Take the data below and copy exactly the lines starting at the one with "PR #8278, opened 2018-05-22" and finishing at the one with "--- a/src/dmd/cppmangle.d", both included.
************
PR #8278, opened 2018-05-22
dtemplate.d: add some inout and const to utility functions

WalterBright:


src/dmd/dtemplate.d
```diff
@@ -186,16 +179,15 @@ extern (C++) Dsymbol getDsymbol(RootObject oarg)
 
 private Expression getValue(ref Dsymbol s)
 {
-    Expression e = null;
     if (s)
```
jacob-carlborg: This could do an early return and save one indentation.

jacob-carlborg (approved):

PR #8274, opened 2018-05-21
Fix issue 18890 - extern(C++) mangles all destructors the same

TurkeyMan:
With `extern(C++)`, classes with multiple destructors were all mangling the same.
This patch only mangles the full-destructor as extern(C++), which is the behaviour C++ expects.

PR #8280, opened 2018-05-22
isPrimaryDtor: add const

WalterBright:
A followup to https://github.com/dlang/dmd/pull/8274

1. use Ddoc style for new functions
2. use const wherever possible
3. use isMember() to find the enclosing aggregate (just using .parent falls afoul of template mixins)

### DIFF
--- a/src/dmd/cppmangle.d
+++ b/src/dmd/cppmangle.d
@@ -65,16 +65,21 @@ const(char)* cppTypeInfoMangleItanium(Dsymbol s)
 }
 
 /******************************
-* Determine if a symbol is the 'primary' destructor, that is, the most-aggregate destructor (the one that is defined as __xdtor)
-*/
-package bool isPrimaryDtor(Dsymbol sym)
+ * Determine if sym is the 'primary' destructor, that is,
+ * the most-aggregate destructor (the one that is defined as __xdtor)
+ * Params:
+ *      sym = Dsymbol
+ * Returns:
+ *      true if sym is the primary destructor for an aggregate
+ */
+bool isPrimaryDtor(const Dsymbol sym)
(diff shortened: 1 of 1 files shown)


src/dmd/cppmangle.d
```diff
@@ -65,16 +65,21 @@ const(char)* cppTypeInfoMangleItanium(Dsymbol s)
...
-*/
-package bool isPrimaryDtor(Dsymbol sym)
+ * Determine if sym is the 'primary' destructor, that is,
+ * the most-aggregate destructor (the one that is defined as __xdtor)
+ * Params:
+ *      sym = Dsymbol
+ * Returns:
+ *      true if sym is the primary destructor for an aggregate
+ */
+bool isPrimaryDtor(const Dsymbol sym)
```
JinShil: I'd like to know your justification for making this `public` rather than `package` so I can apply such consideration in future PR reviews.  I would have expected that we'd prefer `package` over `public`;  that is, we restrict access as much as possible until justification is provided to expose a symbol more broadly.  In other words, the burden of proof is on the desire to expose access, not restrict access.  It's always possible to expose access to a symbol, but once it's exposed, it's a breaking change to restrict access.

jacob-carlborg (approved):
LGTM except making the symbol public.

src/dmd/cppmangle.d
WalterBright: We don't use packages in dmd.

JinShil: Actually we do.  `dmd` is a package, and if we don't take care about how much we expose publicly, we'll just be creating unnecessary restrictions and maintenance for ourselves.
************
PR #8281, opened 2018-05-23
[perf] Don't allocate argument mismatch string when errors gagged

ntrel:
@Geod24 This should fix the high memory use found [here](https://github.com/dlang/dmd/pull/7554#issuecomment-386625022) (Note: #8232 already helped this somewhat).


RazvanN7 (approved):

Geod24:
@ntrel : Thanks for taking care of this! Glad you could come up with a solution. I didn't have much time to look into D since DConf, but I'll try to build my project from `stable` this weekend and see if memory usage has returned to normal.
************
**Answer space**.
PR #8278, opened 2018-05-22
dtemplate.d: add some inout and const to utility functions

WalterBright:


src/dmd/dtemplate.d
```diff
@@ -186,16 +179,15 @@ extern (C++) Dsymbol getDsymbol(RootObject oarg)
 
 private Expression getValue(ref Dsymbol s)
 {
-    Expression e = null;
     if (s)
```
jacob-carlborg: This could do an early return and save one indentation.

jacob-carlborg (approved):

PR #8274, opened 2018-05-21
Fix issue 18890 - extern(C++) mangles all destructors the same

TurkeyMan:
With `extern(C++)`, classes with multiple destructors were all mangling the same.
This patch only mangles the full-destructor as extern(C++), which is the behaviour C++ expects.

PR #8280, opened 2018-05-22
isPrimaryDtor: add const

WalterBright:
A followup to https://github.com/dlang/dmd/pull/8274

1. use Ddoc style for new functions
2. use const wherever possible
3. use isMember() to find the enclosing aggregate (just using .parent falls afoul of template mixins)

### DIFF
--- a/src/dmd/cppmangle.d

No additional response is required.